Exercise ::
If a line in the entries contains the word "tzone", list it.

------ Data shown ------

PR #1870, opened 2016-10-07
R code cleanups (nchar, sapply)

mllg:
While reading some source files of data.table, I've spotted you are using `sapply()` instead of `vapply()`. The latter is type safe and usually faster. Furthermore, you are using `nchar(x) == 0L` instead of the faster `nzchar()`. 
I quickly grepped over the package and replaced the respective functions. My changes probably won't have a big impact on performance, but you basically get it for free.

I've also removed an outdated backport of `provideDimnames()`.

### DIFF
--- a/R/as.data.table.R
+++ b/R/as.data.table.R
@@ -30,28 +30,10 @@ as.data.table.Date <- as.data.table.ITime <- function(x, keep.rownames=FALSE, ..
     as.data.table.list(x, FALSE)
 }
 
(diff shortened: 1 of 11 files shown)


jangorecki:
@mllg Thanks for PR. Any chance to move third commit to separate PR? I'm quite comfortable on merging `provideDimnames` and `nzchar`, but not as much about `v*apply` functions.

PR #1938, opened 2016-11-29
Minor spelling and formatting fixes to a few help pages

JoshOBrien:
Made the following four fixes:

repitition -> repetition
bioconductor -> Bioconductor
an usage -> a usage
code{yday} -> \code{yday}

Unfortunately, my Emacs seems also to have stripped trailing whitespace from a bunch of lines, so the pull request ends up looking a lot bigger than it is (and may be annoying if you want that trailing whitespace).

------
------ Data shown ------

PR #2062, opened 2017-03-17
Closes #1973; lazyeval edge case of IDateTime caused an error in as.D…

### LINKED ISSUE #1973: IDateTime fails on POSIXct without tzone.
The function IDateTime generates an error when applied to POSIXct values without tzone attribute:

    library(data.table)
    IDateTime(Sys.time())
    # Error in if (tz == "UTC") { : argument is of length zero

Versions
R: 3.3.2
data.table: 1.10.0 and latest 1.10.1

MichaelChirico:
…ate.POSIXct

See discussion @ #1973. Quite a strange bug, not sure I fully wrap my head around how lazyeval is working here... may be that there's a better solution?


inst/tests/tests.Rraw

------

Output ::
### LINKED ISSUE #1973: IDateTime fails on POSIXct without tzone.
The function IDateTime generates an error when applied to POSIXct values without tzone attribute:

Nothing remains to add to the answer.